:: SOURCE MATERIAL

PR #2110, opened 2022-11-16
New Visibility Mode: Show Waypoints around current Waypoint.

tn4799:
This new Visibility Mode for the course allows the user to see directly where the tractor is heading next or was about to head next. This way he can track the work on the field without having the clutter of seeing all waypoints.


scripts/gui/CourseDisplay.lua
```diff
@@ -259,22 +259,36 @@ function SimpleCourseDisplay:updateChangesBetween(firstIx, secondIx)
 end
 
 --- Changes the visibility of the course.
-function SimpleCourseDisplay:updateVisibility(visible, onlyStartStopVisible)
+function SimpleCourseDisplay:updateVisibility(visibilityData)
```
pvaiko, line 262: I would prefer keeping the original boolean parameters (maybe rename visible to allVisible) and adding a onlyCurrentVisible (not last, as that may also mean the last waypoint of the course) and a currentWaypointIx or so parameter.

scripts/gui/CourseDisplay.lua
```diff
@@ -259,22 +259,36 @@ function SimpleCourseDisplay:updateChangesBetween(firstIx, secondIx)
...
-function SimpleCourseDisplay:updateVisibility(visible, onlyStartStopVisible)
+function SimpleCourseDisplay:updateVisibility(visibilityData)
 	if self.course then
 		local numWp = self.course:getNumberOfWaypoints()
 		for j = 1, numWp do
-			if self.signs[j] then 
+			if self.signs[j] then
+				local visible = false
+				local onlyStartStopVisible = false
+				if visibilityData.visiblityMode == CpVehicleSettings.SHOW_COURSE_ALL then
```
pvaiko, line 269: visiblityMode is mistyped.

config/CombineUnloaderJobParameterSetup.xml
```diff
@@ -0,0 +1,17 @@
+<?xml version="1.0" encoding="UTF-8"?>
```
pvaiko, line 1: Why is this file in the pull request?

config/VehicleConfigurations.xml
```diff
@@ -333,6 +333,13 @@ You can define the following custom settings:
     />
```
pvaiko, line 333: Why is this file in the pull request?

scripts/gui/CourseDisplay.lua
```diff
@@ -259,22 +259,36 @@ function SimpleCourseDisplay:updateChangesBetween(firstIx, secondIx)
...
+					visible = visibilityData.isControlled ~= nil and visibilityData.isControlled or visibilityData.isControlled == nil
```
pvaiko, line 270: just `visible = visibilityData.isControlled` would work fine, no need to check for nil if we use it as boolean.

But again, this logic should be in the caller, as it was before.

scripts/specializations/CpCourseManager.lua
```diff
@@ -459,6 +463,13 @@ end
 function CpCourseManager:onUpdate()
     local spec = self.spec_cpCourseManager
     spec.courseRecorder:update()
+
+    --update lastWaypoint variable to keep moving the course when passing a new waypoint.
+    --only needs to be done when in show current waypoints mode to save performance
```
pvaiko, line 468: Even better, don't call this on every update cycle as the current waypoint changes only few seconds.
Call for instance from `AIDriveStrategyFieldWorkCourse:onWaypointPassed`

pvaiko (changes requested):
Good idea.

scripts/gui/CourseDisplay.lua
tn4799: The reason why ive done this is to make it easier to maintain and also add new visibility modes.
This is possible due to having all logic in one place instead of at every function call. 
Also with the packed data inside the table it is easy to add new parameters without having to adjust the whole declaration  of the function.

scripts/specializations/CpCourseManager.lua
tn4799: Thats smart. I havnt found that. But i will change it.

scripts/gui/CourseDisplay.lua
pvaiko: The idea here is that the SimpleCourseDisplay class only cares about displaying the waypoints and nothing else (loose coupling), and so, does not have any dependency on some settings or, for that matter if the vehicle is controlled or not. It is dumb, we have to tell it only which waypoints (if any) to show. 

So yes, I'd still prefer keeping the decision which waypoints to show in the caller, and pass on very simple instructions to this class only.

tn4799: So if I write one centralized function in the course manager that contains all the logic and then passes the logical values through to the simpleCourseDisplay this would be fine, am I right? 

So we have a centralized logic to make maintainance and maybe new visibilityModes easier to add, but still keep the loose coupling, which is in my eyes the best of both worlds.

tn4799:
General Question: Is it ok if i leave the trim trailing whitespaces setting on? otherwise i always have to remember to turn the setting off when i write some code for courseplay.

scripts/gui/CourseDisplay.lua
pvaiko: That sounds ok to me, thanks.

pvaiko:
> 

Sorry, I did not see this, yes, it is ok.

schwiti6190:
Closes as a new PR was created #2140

::::
:: SOURCE MATERIAL

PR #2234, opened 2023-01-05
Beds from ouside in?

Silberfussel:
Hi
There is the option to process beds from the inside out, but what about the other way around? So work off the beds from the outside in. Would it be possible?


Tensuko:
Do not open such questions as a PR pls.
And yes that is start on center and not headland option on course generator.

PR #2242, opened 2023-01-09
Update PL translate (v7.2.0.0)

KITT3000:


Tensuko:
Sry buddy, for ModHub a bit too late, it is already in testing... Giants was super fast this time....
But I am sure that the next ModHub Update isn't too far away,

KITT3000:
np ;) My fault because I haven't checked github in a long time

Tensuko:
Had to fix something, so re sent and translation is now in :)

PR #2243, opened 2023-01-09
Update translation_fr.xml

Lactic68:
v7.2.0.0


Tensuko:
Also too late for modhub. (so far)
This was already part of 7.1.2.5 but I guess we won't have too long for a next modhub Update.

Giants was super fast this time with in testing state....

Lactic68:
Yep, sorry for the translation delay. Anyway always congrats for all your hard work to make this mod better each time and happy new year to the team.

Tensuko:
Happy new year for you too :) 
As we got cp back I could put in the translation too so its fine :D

::::

- WHAT YOU SHOULD DO -
Please report every line among the entries that includes "done".

- SOLUTION FOR THIS PROBLEM -
+    --only needs to be done when in show current waypoints mode to save performance
tn4799: The reason why ive done this is to make it easier to maintain and also add new visibility modes.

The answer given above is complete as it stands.